## Assignment
Copy nothing before the line containing "What do you". Reproduce that line and all that follow, exactly, through the end of the records.

-- -- --

PR #386, opened 2025-03-11
Make the V2 preview branch the official version

taniabogatsch:
We've had this preview branch for a week now, and so far, there haven't been any issues (of which I am aware).

I would like this refactor / new version to go into the `main` branch.
- duckdb moved to v1.2.1, and I'd like to publish a stable (official) go-duckdb release for v1.2.0 soon and then move to v1.2.1.
- there are plenty of new C API functions/features that I'd like to implement for go-duckdb.
   - we've also other cool PRs on hold at the moment - we should pick up development on features/reviews again soon. 

We haven't decided on a different name for `mapping` yet, but changing that won't cause a breaking change, so that should not be problematic to address in the future.

What do you think @marcboeker @JAicewizard @james-lawrence?


james-lawrence:
I've been waiting for it to mainline to begin work on using it, Im a little swamped here on the home front I likely wont have spare cycles until early summer. I think its perfectly fine to mainline long as you guys are comfortable with it. =)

-- -- --

## Task result
What do you think @marcboeker @JAicewizard @james-lawrence?


james-lawrence:
I've been waiting for it to mainline to begin work on using it, Im a little swamped here on the home front I likely wont have spare cycles until early summer. I think its perfectly fine to mainline long as you guys are comfortable with it. =)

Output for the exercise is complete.